*** GIVEN RECORDS Section Begins ***

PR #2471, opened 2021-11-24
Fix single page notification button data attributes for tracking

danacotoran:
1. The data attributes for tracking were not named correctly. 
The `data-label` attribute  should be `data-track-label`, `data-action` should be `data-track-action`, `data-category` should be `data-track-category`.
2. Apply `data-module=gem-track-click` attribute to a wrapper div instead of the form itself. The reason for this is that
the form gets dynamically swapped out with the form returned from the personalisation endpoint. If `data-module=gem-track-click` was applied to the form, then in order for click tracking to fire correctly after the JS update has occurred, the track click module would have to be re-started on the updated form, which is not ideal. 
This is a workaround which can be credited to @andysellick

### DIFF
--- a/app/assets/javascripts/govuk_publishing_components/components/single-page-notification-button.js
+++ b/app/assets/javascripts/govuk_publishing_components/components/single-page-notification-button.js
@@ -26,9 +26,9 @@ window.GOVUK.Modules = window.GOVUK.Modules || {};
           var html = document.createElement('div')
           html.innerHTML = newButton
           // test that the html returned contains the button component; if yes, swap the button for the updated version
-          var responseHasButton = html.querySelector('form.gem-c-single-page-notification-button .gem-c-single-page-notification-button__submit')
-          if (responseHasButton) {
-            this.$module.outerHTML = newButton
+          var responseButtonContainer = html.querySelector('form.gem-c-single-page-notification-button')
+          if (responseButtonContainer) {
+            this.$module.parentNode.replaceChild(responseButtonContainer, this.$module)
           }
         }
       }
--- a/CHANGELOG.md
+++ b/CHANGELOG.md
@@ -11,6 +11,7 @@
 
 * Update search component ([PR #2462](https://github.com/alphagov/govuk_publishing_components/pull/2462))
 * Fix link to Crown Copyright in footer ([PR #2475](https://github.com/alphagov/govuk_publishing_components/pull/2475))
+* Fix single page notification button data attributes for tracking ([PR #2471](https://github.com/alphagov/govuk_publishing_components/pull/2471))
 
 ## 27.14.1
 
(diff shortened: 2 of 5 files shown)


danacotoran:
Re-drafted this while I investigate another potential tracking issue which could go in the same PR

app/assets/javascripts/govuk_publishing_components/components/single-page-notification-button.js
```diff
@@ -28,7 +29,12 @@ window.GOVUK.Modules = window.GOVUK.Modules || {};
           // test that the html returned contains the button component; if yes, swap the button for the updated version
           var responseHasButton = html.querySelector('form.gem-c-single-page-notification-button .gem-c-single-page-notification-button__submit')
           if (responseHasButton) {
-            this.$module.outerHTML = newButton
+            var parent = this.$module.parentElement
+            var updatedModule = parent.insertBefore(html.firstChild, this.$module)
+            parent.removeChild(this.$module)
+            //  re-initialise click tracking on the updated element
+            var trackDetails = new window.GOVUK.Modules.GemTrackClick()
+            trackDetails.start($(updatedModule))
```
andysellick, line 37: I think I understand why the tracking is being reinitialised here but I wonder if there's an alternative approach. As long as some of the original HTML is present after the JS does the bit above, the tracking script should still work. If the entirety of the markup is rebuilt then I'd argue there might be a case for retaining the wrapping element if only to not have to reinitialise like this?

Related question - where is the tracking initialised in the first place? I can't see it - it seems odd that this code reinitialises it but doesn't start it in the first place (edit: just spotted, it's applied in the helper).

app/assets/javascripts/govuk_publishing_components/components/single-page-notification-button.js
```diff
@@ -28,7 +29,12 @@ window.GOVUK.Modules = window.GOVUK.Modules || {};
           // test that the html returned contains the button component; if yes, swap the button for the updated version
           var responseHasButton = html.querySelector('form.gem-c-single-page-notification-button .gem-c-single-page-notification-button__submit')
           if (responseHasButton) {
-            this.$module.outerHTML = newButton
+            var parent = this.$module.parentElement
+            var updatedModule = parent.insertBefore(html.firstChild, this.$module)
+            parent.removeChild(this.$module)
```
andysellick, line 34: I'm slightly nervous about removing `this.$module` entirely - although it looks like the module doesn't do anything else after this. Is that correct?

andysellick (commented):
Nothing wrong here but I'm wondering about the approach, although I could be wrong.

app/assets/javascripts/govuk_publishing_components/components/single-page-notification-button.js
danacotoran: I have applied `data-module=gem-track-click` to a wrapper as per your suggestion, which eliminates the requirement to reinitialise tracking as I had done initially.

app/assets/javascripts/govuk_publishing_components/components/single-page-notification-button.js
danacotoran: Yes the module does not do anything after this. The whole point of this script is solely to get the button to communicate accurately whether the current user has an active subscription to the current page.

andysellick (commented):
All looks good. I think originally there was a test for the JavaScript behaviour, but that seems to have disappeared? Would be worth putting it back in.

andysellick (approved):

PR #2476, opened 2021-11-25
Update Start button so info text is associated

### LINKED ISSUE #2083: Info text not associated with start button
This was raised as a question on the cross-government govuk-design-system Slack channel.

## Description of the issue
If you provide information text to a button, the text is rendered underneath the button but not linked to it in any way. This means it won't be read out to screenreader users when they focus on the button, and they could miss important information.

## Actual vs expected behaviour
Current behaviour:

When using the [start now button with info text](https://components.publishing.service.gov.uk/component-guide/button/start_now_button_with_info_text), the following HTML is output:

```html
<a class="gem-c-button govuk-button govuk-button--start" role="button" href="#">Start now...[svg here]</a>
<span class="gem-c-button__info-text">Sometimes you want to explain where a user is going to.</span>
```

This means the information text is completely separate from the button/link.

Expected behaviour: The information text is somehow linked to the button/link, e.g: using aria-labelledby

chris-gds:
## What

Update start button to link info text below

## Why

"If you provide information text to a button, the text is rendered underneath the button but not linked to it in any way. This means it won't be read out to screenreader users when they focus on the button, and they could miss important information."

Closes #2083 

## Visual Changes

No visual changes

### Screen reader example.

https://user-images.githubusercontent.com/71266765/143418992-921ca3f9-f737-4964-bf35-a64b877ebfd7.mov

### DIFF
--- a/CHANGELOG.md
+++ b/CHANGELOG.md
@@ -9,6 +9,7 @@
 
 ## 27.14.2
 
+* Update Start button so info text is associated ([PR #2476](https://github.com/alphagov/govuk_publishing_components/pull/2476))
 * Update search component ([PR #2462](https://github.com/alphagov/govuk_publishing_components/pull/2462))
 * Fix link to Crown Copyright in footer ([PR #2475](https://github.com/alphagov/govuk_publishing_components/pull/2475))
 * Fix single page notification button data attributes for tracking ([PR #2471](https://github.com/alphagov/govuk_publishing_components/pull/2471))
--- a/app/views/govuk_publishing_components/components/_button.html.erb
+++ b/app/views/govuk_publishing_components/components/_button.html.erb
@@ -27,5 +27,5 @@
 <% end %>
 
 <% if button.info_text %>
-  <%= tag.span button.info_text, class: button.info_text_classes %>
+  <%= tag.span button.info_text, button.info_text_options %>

*** GIVEN RECORDS Section Ends ***

## WORK ORDER
Each line above that includes the word "doesn" is to be copied.

## WRITTEN ANSWER
Related question - where is the tracking initialised in the first place? I can't see it - it seems odd that this code reinitialises it but doesn't start it in the first place (edit: just spotted, it's applied in the helper).
andysellick, line 34: I'm slightly nervous about removing `this.$module` entirely - although it looks like the module doesn't do anything else after this. Is that correct?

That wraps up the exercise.